Check RenderObjectwhether it needs to be redrawn, and then update the RenderObject.needsCompositingattribute. If the attribute value is marked as, trueit needs to be redrawn.

flushPaint()

void flushPaint() {
...
 try {
   final List<RenderObject> dirtyNodes = _nodesNeedingPaint; 
   _nodesNeedingPaint = <RenderObject>[];
   // 反向遍历需要重绘的RenderObject
   for (RenderObject node in 
        dirtyNodes..sort((RenderObject a, RenderObject b) => b.depth - a.depth)) {
     if (node._needsPaint && node.owner == this) {
       if (node._layer.attached) {
         // 真正的绘制逻辑  
         PaintingContext.repaintCompositedChild(node);
       } else {
         node._skippedPaintingOnLayer();
       }
     }
   }
 } 
}

This method performs the final drawing.

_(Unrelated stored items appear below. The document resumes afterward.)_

Issue #3878, opened 2022-06-29
Previous output leeches through to nvim w/ WebGL Addon enabled


AlexMordred:
Previous commands' output leeches through to nvim. The old output is only visible on the same lines you see the nvim prompt text - see screenshot. Doesn't happen with other editors, tried `vi`, `nano`, `micro`. Only happens when using the WebGL Addon. 

## Details
- Browser and browser version: Firefox 101.0.1
- OS version: Linux 5.15.49-1-MANJARO
- xterm.js version: latest

### Steps to reproduce

1. Run some commands until at least half of your screen is filled with output bottom to top
2. Run `nvim`

![image](https://user-images.githubusercontent.com/8043551/176419989-2e8699e3-507a-42ed-a27e-972ccf9dad24.png)

Tyriar:
I've spotted something similar recently as well

Tyriar:
These dots are what I've seen sometimes:

<img width="362" alt="Screen Shot 2022-07-10 at 2 48 01 pm" src="https://user-images.githubusercontent.com/2193314/178163196-6723d0c8-5b7f-4e6a-aa3e-c18e72027c9b.png">

I don't know the repro and I can't repro with nvim on macOS or Windows.

AlexMordred:
@Tyriar I don't know much about terminals, but mine is a default Manjaro Linux terminal and yours looks customized (`.bashrc`?), I guess that makes a difference too.

Tyriar:
@AlexMordred good point, I'll check without the fancy prompt

Tyriar:
We're a bit too busy to action this issue in July

Tyriar:
I don't have a Linux machine but I tested on the latest `master` of xterm.js on macOS in Firefox and Edge and seems to work fine. Some more information that could help:

- `echo $PS1` result
- Set log level to debug and provide the logs when reproducing

AlexMordred:
```
$ echo $PS1
\[\033[01;32m\][\u@\h\[\033[01;37m\] \W\[\033[01;32m\]]\$\[\033[00m\]
```

Not sure I understand the second part

Tyriar:
@AlexMordred you an turn debug logs on which get send to the devtools console by running `term.options.logLevel = 'debug'`

JasonXJ:
[...]

PR #4101, opened 2022-09-05
WebglRenderer always clear _glyphRenderer if _model is cleared

JasonXJ:
This fix the issue mentioned by OP and [this comment](https://github.com/xtermjs/xterm.js/issues/3878#issuecomment-1221782722) in #3878.

 It can happen when neovim sets some colors and then deletes some characters, and this is what happens inside the `WebglRenderer`:
* `setColors()` is called, and it clears `this._model` but not `this._glyphRenderer`.
* `_updateModel()` is called to update `this._model` to match the terminal buffer. Because `this._model` was cleared earlier, the code [here](https://github.com/xtermjs/xterm.js/blob/93bc9bf1525f663fda72c7637ae0366c2e5a9868/addons/xterm-addon-webgl/src/WebglRenderer.ts#L420) thinks that the cell is up-to-date and there is no need to update `this._glyphRenderer`.

### DIFF
--- a/addons/xterm-addon-webgl/src/GlyphRenderer.ts
+++ b/addons/xterm-addon-webgl/src/GlyphRenderer.ts
@@ -238,21 +238,24 @@ export class GlyphRenderer  extends Disposable {
     // a_cellpos only changes on resize
   }
 
-  public clear(force?: boolean): void {
+  public clear(): void {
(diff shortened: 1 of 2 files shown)


Tyriar (approved):
Looks good, thanks!

PR #4102, opened 2022-09-06
Webgl cursor renderer makes sure a char is not drawn outside of the cell

JasonXJ:
This fixes the rendering artefact reported [here](https://github.com/xtermjs/xterm.js/issues/3878#issuecomment-1221974475) in #3878.

### DIFF
--- a/addons/xterm-addon-webgl/src/renderLayer/BaseRenderLayer.ts
+++ b/addons/xterm-addon-webgl/src/renderLayer/BaseRenderLayer.ts
@@ -226,7 +226,7 @@ export abstract class BaseRenderLayer implements IRenderLayer {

It can be seen that it does not redraw everything RenderObject, but only redraws what needs to be redrawn RenderObject. The actual drawing is PaintingContext.repaintCompositedChild()drawn through, and this method will eventually call the Canvas API provided by the Flutter engine to complete the drawing.

compositeFrame ()

void compositeFrame() {
 ...
 try {
   final ui.SceneBuilder builder = ui.SceneBuilder();
   final ui.Scene scene = layer.buildScene(builder);
   if (automaticSystemUiAdjustment)
     _updateSystemChrome();
   ui.window.render(scene); //调用Flutter engine的渲染API
   scene.dispose(); 
 } finally {
   Timeline.finishSync();
 }
}

There is an Sceneobject in this method, and the Scene object is a data structure that saves the pixel information after the final rendering. This method passes the Canvas drawing Sceneto the window.render()method, which will directly send the scene information to the Flutter engine, and finally the engine draws the image on the device screen.

At last

It should be noted that: Since it RendererBindingis just a mixin, and with it WidgetsBinding, we need to see WidgetsBindingwhether the method is rewritten in the middle, and WidgetsBindingthe drawFrame()source code of the method:

@override
void drawFrame() {
...//省略无关代码
 try {
   if (renderViewElement != null)
     buildOwner.buildScope(renderViewElement); 
   super.drawFrame(); //调用RendererBinding的drawFrame()方法
   buildOwner.finalizeTree();
 } 
}

We found that it RendererBinding.drawFrame()will be called before calling the method buildOwner.buildScope()(not the first drawing), and the method will perform the element marked as "dirty" rebuild().

to sum up

This section introduces the main flow of Flutter APP from startup to display on the screen. Readers can combine the introduction of Widget, Element and RenderObject in the previous chapters to strengthen their understanding of the details.